View Full Version : PDF to ODF convertor??

October 28th, 2007, 06:20 PM
Any suggestions how to convert pdf to odf?? I can do pdf2ps, but kind of stuck after that!!

October 28th, 2007, 06:42 PM
well if its a text based PDF you could just copy the text...

October 28th, 2007, 07:11 PM
I tried that -- it didnt exactly work -- all the text was copied but the formatting was destroyed.

Anyone ever used this?? unoconv

October 28th, 2007, 07:27 PM
its not a trivial thing to do. PDF does not contain the structual information that a word processor document does. however there is work on an openoffice pdf import

have a read of

also have a look at kword, i think it has basic pdf import

October 28th, 2007, 09:37 PM
Ill take a look at kword, and thanks for the heads-up about formatting information not contained in the pdf.

Has anyone used, or know anything about this project?? It looks interesting although I dont know how to use it.

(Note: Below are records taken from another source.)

PR #11516, opened 2019-06-24
Dylan/event source

DylanDmitri:
EventSource for the new RequestThrottling middleware. Exposes counters for:

 - `queue-length` (current length of queue)
 - `queue-duration` (rolling average for how long currently processing requests have had to wait)
 - `requests-rejected` (number of requests returned with 503-server-busy errors)

Emits a Warning event on rejected requests. 

Possibly want to change: 
 - change `requests-rejected` from a cumulative total to a rate


src/Middleware/RequestThrottling/src/RequestThrottlingEventSource.cs
```diff
@@ -0,0 +1,102 @@
...
+            _parent = Log
+        };
+
+        private PollingCounter _rejectedRequestsCounter;   // incrementing polling counter
+        private PollingCounter _queueLengthCounter;        // polling counter
+        private EventCounter _queueDuration;     // event counter average
+
+        internal long _rejectedRequests;
+        internal int _queueLength;
+
```
jkotalik:
```suggestion

```

src/Middleware/RequestThrottling/src/RequestThrottlingEventSource.cs
```diff
@@ -0,0 +1,102 @@
...
+            internal RequestThrottlingEventSource _parent;
+
+            public void Dispose()
+            {
+                Interlocked.Decrement(ref _parent._queueLength);
+
+                if (_parent.IsEnabled())
+                {
+                    var duration = _timer.IsActive ? _timer.GetElapsedTime().TotalMilliseconds : 0.0;
+                    _parent._queueDuration.WriteMetric(duration);
```
jkotalik: I'm not sure how this is calculating an average. Can you clarify why/how this works?

src/Middleware/RequestThrottling/src/RequestThrottlingEventSource.cs
```diff
@@ -0,0 +1,102 @@
...
+                {
+                    _timer = ValueStopwatch.StartNew(),
+                    _parent = this
+                };
+            }
+
+            return _cachedNonTimerResult;
+        }
+
+        internal struct QueueFrame : IDisposable
```
jkotalik: This pattern is interesting for creating your own event source. Is this the natural way? Did you find docs/ info on how to do this?

src/Middleware/RequestThrottling/src/RequestThrottlingEventSource.cs
```diff
@@ -0,0 +1,102 @@
...
+using System.Text;
+using System.Threading;
+using Microsoft.Extensions.Internal;
+
+namespace Microsoft.AspNetCore.RequestThrottling
+{
+    internal sealed class RequestThrottlingEventSource : EventSource
+    {
+        public static readonly RequestThrottlingEventSource Log = new RequestThrottlingEventSource();
+        private static QueueFrame _cachedNonTimerResult = new QueueFrame
```
jkotalik: nit: make this a property with a getter that caches it after use. That way, you don't always allocate the frame.

src/Middleware/RequestThrottling/src/RequestThrottlingEventSource.cs
```diff
@@ -0,0 +1,102 @@
...
+        {
+            _parent = Log
+        };
+
+        private PollingCounter _rejectedRequestsCounter;   // incrementing polling counter
```
jkotalik: nit: comments are a bit redundant. Consider dropping them.

src/Middleware/RequestThrottling/src/RequestThrottlingMiddleware.cs
```diff
@@ -20,8 +20,6 @@ public class RequestThrottlingMiddleware
         private readonly RequestDelegate _onRejected;
         private readonly ILogger _logger;
 
-        private int _queuedRequests;
```
jkotalik: As we chatted about earlier, I don't know if we should rely on EventSource to count the number of requests for the QueuedRequestCount. It looks like you need to instantiate the _queueCount to zero, which seems odd too.

src/Middleware/RequestThrottling/src/RequestThrottlingMiddleware.cs
```diff
@@ -49,19 +47,17 @@ public RequestThrottlingMiddleware(RequestDelegate next, ILoggerFactory loggerFa
         /// <returns>A <see cref="Task"/> that completes when the request leaves.</returns>
         public async Task Invoke(HttpContext context)
         {
-            Interlocked.Increment(ref _queuedRequests);
+            var waitInQueueTask = _queuePolicy.TryEnterAsync();
```
jkotalik: Nice little perf improvement here 🎈

Kahbazi: Based on @halter73 's [comment](https://github.com/aspnet/AspNetCore/pull/11293#discussion_r296336437), I changed `Task<bool>` to a resettable `ValueTask<bool>` to see the impacts, and if there's a plan to convert to `ValueTask<bool>` I think this would throw an exception, since you can't access the property of a `ValueTask` after it's resetted.

src/Middleware/RequestThrottling/src/RequestThrottlingEventSource.cs
anurse: `EventCounter`s automatically calculate averages. You just have have to write the individual values and it produces Max, Min, Avg and StdDev.

src/Middleware/RequestThrottling/src/RequestThrottlingEventSource.cs
```diff
@@ -0,0 +1,102 @@
...
+        }
+
+        // Used for testing
+        internal RequestThrottlingEventSource(string eventSourceName)
+            : base(eventSourceName)
+        {
+        }
+
+        [Event(1, Level = EventLevel.Warning)]
+        public void RequestRejected()
```
anurse: Should we include the request's `HttpContext.TraceIdentifier` value here? cc @halter73 @davidfowl ?

It's not relevant to the counter, which is just a number, but would be useful data if you were actually capturing the raw event. We don't really have access to logging scopes here, so we can't rely on that.

anurse: @DylanDmitri get @halter73 and/or @shirhatti to help you capture the raw events as well so you can see how that works and the data associated with them. You can use `dotnet-trace`, by enabling the `Microsoft.AspNetCore.RequestThrottling` provider, and view the data in PerfView:

1. Install using: `dotnet tool install --global dotnet-trace --version 1.0.4-preview6.19311.1`
1. Launch the app, get the process ID
1. Start collecting: `dotnet trace collect --providers Microsoft.AspNetCore.RequestThrottling -p [pid]`
1. Open `trace.netperf` in [PerfView](http://github.com/Microsoft/PerfView)

src/Middleware/RequestThrottling/src/RequestThrottlingEventSource.cs
anurse: There aren't really good patterns here yet. This seems reasonable. It's pretty common to want to do "duration" counters like this (with an `IDiposable` that lets you wrap a lexical scope representing the operation). SignalR uses a different pattern of:

```csharp
public ValueStopwatch ConnectionStart(string connectionId);
public void ConnectionStop(string connectionId, ValueStopwatch timer)
```

Which is basically the same behavior but requires the caller to track it. In that case though, SignalR doesn't have a lexical scope that defines the lifetime of a connection.

src/Middleware/RequestThrottling/src/RequestThrottlingEventSource.cs
davidfowl: We don't really have a good way to look at these events and their arguments, we're mainly using the EventSource as a means to an end (counters), so I wouldn't spend too much time on the structure of the events as we're inconsistent all over the place.

src/Middleware/RequestThrottling/src/RequestThrottlingMiddleware.cs
DylanDmitri: Expose the current queue length through an internal field in `IQueuePolicy`? The field would make testing better, but would be internal and only used in testing.

DylanDmitri: Maybe make a `TestQueuePolicy` which implements `IQueuePolicy` but has additional fields. Use this test policy in the tests. This is the "correct" approach but adds code and abstraction in the tests.

src/Middleware/RequestThrottling/src/RequestThrottlingEventSource.cs
DylanDmitri: There's also 
```C#
public async Task TimeWaitInQueue(Task<bool> waitInQueueTask)
```
Creates the stopwatch, awaits the task, writes the results. Feels bad from a layered architecture standpoint.

src/Middleware/RequestThrottling/src/RequestThrottlingEventSource.cs
DylanDmitri: I've ran the tool and watched the counters; they function as expected.

src/Middleware/RequestThrottling/src/RequestThrottlingMiddleware.cs
DylanDmitri: @Kahbazi The code in the middleware here is good, what would need to switch is the code in the individual policies. I hit some of problems you describe when I tried switching to `ValueTask`; specifically resetting a `ValueTask` to immediately use it for another request is a bad idea. One approach that I tried was having n+1 `ValueTasks` and resetting not the task to be immediately used, but the task that would be needed by the next request if the queue were still full. I wasn't able to get a satisfactory & reliable implementation, but may revisit if I have time later.

src/Middleware/RequestThrottling/src/RequestThrottlingMiddleware.cs
DylanDmitri: Already had a `TestQueuePolicy`, so added the field.

src/Middleware/RequestThrottling/sample/Startup.cs
```diff
@@ -22,10 +22,10 @@ public class Startup
         // For more information on how to configure your application, visit https://go.microsoft.com/fwlink/?LinkID=398940
         public void ConfigureServices(IServiceCollection services)
         {
-            services.AddTailDropQueue((options) =>
+            services.AddStackQueue((options) =>
             {
                 options.MaxConcurrentRequests = Math.Max(1, _config.GetValue<int>("maxCores"));
-                options.RequestQueueLimit = Math.Max(1, _config.GetValue<int>("maxQueue"));
+                options.RequestQueueLimit = Math.Max(5, _config.GetValue<int>("maxQueue"));
```
halter73: Why did you make this 5?

src/Middleware/RequestThrottling/src/RequestThrottlingEventSource.cs
```diff
@@ -0,0 +1,110 @@
...
+using System.Text;
+using System.Threading;
+using Microsoft.Extensions.Internal;
+
+namespace Microsoft.AspNetCore.RequestThrottling
+{
+    internal sealed class RequestThrottlingEventSource : EventSource
+    {
+        public static readonly RequestThrottlingEventSource Log = new RequestThrottlingEventSource();
+        private static QueueFrame _cachedNonTimerResult
```
halter73: Property names shouldn't start with `_`

```suggestion
        private static QueueFrame CachedNonTimerResult
```

src/Middleware/RequestThrottling/src/RequestThrottlingEventSource.cs
```diff
@@ -0,0 +1,110 @@
...
+        {
+            get
+            {
+                if (_queueFrameCache == null)
+                {
+                    _queueFrameCache = new QueueFrame { _parent = Log };
```
halter73: Since this is a static property this should probably be thread-safe. Usually that means using `Lazy<T>` or manually locking, but in this case I think we can just greedily initialize it like we do for the RequestThrottlingEventSource. The static initializers/ctor for the class shouldn't be run until the class is reference anyway.

src/Middleware/RequestThrottling/src/RequestThrottlingEventSource.cs
halter73: Actually, just change this to an eagerly-initialized static field.

src/Middleware/RequestThrottling/src/RequestThrottlingEventSource.cs
```diff
@@ -0,0 +1,110 @@
...
+                };
+            }
+
+            return _cachedNonTimerResult;
+        }
+
+        internal struct QueueFrame : IDisposable
+        {
+            internal ValueStopwatch _timer;
+            internal RequestThrottlingEventSource _parent;
```
halter73: Make these private and add a ctor.

src/Middleware/RequestThrottling/src/RequestThrottlingEventSource.cs
```diff
@@ -0,0 +1,110 @@
...
+
+            public void Dispose()
+            {
+                Interlocked.Decrement(ref _parent._queueLength);
+
+                if (_parent.IsEnabled())
+                {
+                    var duration = _timer.IsActive ? _timer.GetElapsedTime().TotalMilliseconds : 0.0;
```
halter73: In what cases wouldn't the timer be active here?

Also, if we're making QueueFrame a struct and using a ValueStopwatch, doesn't that imply we expect the request to complete without every going async and releasing the thread/stack? In that case, are milliseconds precise enough of a measurement?

src/Middleware/RequestThrottling/src/RequestThrottlingEventSource.cs
```diff
@@ -0,0 +1,110 @@
...
+                };
+
+                _queueLengthCounter ??= new PollingCounter("queue-length", this, () => _queueLength)
+                {
+                    DisplayName = "Queue Length",
+                };
+
+                _queueDuration ??= new EventCounter("queue-duration", this)
+                {
+                    DisplayName = "Average Queue Duration",
```
halter73:
```suggestion
                    DisplayName = "Average Time in Queue",
```

src/Middleware/RequestThrottling/src/RequestThrottlingMiddleware.cs
```diff
@@ -49,19 +47,17 @@ public RequestThrottlingMiddleware(RequestDelegate next, ILoggerFactory loggerFa
...
-            var success = false;
-            try
-            {
-                success = await _queuePolicy.TryEnterAsync();
-            }
-            finally
+            if (!waitInQueueTask.IsCompleted)
             {
-                Interlocked.Decrement(ref _queuedRequests);
+                using (RequestThrottlingEventSource.Log.QueueTimer())
```
halter73: If we're calculating "Average Queue Duration" or "Average Time in Queue" using this counter, shouldn't we count requests that don't need to wait on the queue as spending 0 time in the queue?

src/Middleware/RequestThrottling/sample/Startup.cs
DylanDmitri: This website is meant for people to run, and refresh the page with their fingers until they refresh too fast and it 503s. Setting the limit at 5 rather than 1 results in a more satisfying demo experience.

src/Middleware/RequestThrottling/src/RequestThrottlingEventSource.cs
DylanDmitri: Changed it back to eager-initialized, it will allocate the struct every time.

src/Middleware/RequestThrottling/src/RequestThrottlingEventSource.cs
DylanDmitri: I copy-pasted this from some other tests. I'm erring on the side of caution; I do not know if inactive timers are possible.

DylanDmitri: From benchmarking, I suspect the queues are only useful on longer running requests (5ms+). I'm open to better methods of measuring.

src/Middleware/RequestThrottling/src/RequestThrottlingMiddleware.cs
DylanDmitri: Nice that's a big oversight from me. Want to either
 - add a "queue skipped" event that reports duration 0
 - wrap more of the middleware invocation in the `using(QueueTimer)`

src/Middleware/RequestThrottling/sample/Startup.cs
halter73: Then add a config file to the sample and change it there. We shouldn't silently ignore what was configured.

src/Middleware/RequestThrottling/src/RequestThrottlingEventSource.cs
halter73: The funny thing is you're allocating at exactly the same time you were before, but now you're allocating less.

Since QueueFrame is a struct, the lazy initialization was even more pointless than usual. Both QueueFrame and `Nullable<QueueFrame>` are structs whos values are contained directly in the parent object instead of indirectly referenced. It just that `Nullable<QueueFrame>` is even bigger since it contains both QueueFrame and the HasValue bool.

By delaying the construction of the type, it only delayed a method call (i.e. the constructor) that initialized the space already reserved for the QueueFrame. This could maybe make sense if the constructor was doing something really expensive, but then I'd argue the expensive operation should probably be moved outside of the constructor.

src/Middleware/RequestThrottling/src/RequestThrottlingEventSource.cs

November 28th, 2007, 10:49 PM
It works but it's flaky as hell under gutsy. I use it to convert odt files to MS Word doc files. It's the only thing in the world that can do it in a shell script.

It uses the the UNO bindings for openoffice and there's a bug in gutsy that causes it to crash. Practically every day I have to run:

sudo ldconfig -v /usr/lib/openoffice/program

to get it to work.

Also, if soffice is running in headless mode, you can't run any openoffice programs. You have to have to do a

killall soffice

However, as long as you did the ldconfig and have soffice running in headless mode, you can convert documents using

unoconv -f doc myfile.odt

and most of the time it spits out myfile.doc. Sometimes it does a core dump though and I have to redo the ldconfig and/or restart soffice in headless mode.

November 29th, 2007, 05:07 AM
Sounds like an unreliable solution to me. Thanks for the headsup.

November 29th, 2007, 06:29 PM
If you just want to edit the pdf you can use pfedit


November 29th, 2007, 07:35 PM
ODF? What is that, an oss PDF-like format?

November 29th, 2007, 08:07 PM
ISO standard for spreadsheets, charts, presentations and word processing documents.


openoffice's default format. used by most opensource word processors, and a few closed source ones.

November 29th, 2007, 08:29 PM
Oh!! I see, it's the catchall name for the various extensions and such like *.odt.

November 30th, 2007, 09:47 AM
this was posted yesterday http://www.linux.com/feature/122195

the goal is to write a powerful pdf library and then to build an acrobat type aplication on top of it.

December 1st, 2007, 01:29 AM
Thanks for the update -- I hope that project takes off!

December 1st, 2007, 01:56 AM
pdftotext might be of use.

pdftoabw seems to convert PDF to AbiWord's format.

Both are in poppler-utils (installed by default).